Da ich einen EKL Alpenföhn Matterhorn verbaut habe komme ich nicht an den ersten RAM-Slot ran, kann das Problem daran liegen? Laut Handbuch sollte das aber eigentlich völlig egal sein.


----------



## NeverSeenBytes (10. Oktober 2010)

*AW: Neuer PC bleibt beim Bootlogo hängen*

Kommst Du an den ersten RAM-Riegel ran, wenn Du den Lüfter vom Matterhorn abnimmst? - Ist der erste RAM-Slot neben der CPU besetzt?
Wenn ja:- den Sitz dieses 1ten Riegels würde ich auf jeden Fall mal überprüfen und wenn die CPU zum Testen für `ne kurze Zeit nur passiv gekühlt wird, 
bringt sie das nicht gleich um. Teste beide Riegel jeweils einzeln in dem Slot, der laut Manual besetzt sein muß, um das Board mit 1nem Riegel zu betreiben.


----------



## Fighter3 (10. Oktober 2010)

*AW: Neuer PC bleibt beim Bootlogo hängen*

Da ich mich anscheinend missverstandlich ausgedrückt habe:
slot 1,2,3 sind nicht besetzt. in slot 4 steckt ein 2gb Modul, welches in einem anderen PC funktioniert.


----------



## der_knoben (10. Oktober 2010)

*AW: Neuer PC bleibt beim Bootlogo hängen*

Wie kommtihr eigentlich darauf, dass es am RAM liegt? Wenn kein RAM drin ist, kommt doch ein Beepcode. Wenn welcher drin ist nicht. Von daher sollte der RAM in Ordnung sein.

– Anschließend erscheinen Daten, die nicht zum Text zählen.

PR #92, opened 2017-01-11
Clarify referrer rules for inline styles

jeisinger:
@bzbarsky wdyt

### DIFF
--- a/index.html
+++ b/index.html
@@ -418,7 +418,7 @@
 	[data-algorithm]:not(.heading) {
 	  padding: .5em;
 	  border: thin solid #ddd; border-radius: .5em;
-	  margin: .5em 0;
+	  margin: .5em calc(-0.5em - 1px);
 	}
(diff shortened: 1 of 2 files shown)


bzbarsky:
This seems ok as far as it goes, but the claim that "Otherwise, a CSS declaration block that is part of an element's inline style properties is responsible for the request" is just not true for `<body background="whatever">` and similar...

jdm:
Can you ensure that web-platform-tests has tests covering this?

jeisinger:
Yes, I'll work on WPT tests before landing this in blink

jeisinger:
wpt is here: https://github.com/w3c/web-platform-tests/pull/5160

will polish the spec test to reflect this

jeisinger:
@bzbarsky ptal

tabatkins:
Looks ok to me with a fairly quick readthrough :+1:

PR #99, opened 2017-03-01
Editorial: use new extracting header list values hook from Fetch

### LINKED ISSUE #98: Fetch concept-header-parse reference is out of date
Looks like #concept-header-parse links should be updated to https://fetch.spec.whatwg.org/#extract-header-list-values (I think)

annevk:
Fixes #98.


estark37:
Marked as non-substantive for IPR from ash-nazg.

estark37:
Thanks!

PR #100, opened 2017-03-01
Editorial: reference origin terms from the HTML Standard

annevk:
RFC6454 is effectively obsolete. Also clean up some references to Fetch.


annevk:
This is best applied after #99. HTML might need to be generated again.

estark37:
Thanks @annevk! Regenerated HTML and merged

Wenn das Bios allerdings die CPU nicht unterstützt, dann kann es durchaus vorkommen, dass der Rrechner nicht anläuft.
Vllt einfach ne günstige unterstützte AM2+CPU kaufen, und die nur fürs Bios update einsetzen, und dann wieder zurückschicken oder nen bekannten frage, der eine unterstützte AM2+ CPU hat, ob du dir die mal ausleihen kannst.


----------



## NeverSeenBytes (10. Oktober 2010)

*AW: Neuer PC bleibt beim Bootlogo hängen*

Wenn der RAM keinen richtigen Kontakt hat bzw. defekt ist, ist das gleichbedeutend mit kein "RAM drin" und in dem Fall gibt es beim Award-Bios einen 1x lang Beep-Ton. 
Und diesen Beep hat er. Schau mal in die Links aus Post# 4. Andererseits testet er z.Z. mit einem RAM-Riegel, der in einem anderen PC tatsächlich lief. 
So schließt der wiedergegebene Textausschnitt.